## [GOAL OF THE EXERCISE]
All that is wanted is a word-for-word copy of the data from its first line to the line containing "# This method", both included.
INFORMATION GIVEN START
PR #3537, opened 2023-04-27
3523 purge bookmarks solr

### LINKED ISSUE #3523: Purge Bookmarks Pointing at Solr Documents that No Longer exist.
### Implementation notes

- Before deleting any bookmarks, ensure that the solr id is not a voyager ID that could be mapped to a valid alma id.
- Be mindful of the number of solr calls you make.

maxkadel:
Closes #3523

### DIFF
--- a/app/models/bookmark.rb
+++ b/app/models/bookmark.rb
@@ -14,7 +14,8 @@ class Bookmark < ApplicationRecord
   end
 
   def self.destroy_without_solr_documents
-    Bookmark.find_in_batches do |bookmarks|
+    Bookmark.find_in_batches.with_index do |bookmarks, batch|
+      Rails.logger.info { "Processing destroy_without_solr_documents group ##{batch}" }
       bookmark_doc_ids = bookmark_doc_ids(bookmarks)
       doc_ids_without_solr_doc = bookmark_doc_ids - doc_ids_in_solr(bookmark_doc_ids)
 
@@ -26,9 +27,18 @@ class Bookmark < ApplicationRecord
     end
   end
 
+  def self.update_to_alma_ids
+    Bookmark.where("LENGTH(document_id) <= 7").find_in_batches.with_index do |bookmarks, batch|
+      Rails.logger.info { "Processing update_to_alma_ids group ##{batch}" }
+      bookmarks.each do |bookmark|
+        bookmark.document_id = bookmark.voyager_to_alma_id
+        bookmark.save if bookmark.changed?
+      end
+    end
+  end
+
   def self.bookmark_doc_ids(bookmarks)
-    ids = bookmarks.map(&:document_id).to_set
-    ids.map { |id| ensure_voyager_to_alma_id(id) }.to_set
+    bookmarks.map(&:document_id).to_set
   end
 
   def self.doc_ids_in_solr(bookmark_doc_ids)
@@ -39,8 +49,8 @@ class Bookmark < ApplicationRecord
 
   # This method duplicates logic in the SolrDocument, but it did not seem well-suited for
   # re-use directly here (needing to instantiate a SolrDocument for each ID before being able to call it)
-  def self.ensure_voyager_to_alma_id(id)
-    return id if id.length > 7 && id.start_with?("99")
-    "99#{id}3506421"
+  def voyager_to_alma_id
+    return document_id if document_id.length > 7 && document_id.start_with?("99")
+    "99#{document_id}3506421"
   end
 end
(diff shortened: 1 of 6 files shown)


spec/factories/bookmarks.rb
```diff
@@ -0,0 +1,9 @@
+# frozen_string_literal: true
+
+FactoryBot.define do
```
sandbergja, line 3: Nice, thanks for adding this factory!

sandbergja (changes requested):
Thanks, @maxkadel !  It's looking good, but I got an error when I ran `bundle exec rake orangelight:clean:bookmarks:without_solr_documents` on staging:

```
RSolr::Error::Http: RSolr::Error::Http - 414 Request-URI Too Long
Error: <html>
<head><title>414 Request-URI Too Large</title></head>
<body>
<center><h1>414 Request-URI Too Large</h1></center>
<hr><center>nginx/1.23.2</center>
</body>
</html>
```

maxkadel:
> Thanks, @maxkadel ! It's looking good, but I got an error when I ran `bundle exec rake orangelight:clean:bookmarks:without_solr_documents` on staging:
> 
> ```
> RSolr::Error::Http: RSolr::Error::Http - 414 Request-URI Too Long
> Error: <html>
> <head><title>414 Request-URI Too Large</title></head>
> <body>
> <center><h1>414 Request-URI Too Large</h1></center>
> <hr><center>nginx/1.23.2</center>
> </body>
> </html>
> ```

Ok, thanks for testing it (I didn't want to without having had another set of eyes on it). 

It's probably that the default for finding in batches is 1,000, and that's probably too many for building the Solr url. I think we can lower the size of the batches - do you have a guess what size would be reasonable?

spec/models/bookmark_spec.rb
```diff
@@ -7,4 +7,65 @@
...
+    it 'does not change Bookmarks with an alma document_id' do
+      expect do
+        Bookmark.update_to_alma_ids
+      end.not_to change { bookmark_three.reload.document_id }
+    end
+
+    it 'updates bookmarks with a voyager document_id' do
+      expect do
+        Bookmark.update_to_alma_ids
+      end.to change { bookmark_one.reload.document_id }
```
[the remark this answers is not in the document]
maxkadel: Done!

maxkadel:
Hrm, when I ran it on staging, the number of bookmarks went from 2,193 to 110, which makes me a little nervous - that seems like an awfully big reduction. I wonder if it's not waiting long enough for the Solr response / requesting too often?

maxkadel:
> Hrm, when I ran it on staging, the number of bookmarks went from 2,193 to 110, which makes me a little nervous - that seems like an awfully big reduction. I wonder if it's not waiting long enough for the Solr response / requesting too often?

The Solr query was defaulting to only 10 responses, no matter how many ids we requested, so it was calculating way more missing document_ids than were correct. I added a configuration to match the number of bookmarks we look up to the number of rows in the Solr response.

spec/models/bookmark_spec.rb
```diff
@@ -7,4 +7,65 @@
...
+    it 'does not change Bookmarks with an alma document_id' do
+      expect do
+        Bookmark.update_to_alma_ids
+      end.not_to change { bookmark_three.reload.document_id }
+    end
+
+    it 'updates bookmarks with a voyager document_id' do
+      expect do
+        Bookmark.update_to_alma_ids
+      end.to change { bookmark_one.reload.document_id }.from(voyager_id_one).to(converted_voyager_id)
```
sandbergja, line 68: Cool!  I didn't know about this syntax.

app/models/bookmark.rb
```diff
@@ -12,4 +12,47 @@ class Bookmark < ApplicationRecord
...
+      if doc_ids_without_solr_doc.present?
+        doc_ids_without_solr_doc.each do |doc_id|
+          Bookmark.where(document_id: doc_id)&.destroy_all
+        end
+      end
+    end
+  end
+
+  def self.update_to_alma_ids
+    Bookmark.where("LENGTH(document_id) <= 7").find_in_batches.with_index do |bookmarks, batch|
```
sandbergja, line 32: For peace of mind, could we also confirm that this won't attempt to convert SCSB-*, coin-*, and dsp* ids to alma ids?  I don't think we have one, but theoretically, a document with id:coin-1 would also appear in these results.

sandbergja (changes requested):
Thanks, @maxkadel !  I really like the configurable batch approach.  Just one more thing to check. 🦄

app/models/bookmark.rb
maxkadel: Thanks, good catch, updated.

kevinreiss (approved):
INFORMATION GIVEN END
## [RESPONSE FOR THIS EXERCISE]
PR #3537, opened 2023-04-27
3523 purge bookmarks solr

### LINKED ISSUE #3523: Purge Bookmarks Pointing at Solr Documents that No Longer exist.
### Implementation notes

- Before deleting any bookmarks, ensure that the solr id is not a voyager ID that could be mapped to a valid alma id.
- Be mindful of the number of solr calls you make.

maxkadel:
Closes #3523

### DIFF
--- a/app/models/bookmark.rb
+++ b/app/models/bookmark.rb
@@ -14,7 +14,8 @@ class Bookmark < ApplicationRecord
   end
 
   def self.destroy_without_solr_documents
-    Bookmark.find_in_batches do |bookmarks|
+    Bookmark.find_in_batches.with_index do |bookmarks, batch|
+      Rails.logger.info { "Processing destroy_without_solr_documents group ##{batch}" }
       bookmark_doc_ids = bookmark_doc_ids(bookmarks)
       doc_ids_without_solr_doc = bookmark_doc_ids - doc_ids_in_solr(bookmark_doc_ids)
 
@@ -26,9 +27,18 @@ class Bookmark < ApplicationRecord
     end
   end
 
+  def self.update_to_alma_ids
+    Bookmark.where("LENGTH(document_id) <= 7").find_in_batches.with_index do |bookmarks, batch|
+      Rails.logger.info { "Processing update_to_alma_ids group ##{batch}" }
+      bookmarks.each do |bookmark|
+        bookmark.document_id = bookmark.voyager_to_alma_id
+        bookmark.save if bookmark.changed?
+      end
+    end
+  end
+
   def self.bookmark_doc_ids(bookmarks)
-    ids = bookmarks.map(&:document_id).to_set
-    ids.map { |id| ensure_voyager_to_alma_id(id) }.to_set
+    bookmarks.map(&:document_id).to_set
   end
 
   def self.doc_ids_in_solr(bookmark_doc_ids)
@@ -39,8 +49,8 @@ class Bookmark < ApplicationRecord
 
   # This method duplicates logic in the SolrDocument, but it did not seem well-suited for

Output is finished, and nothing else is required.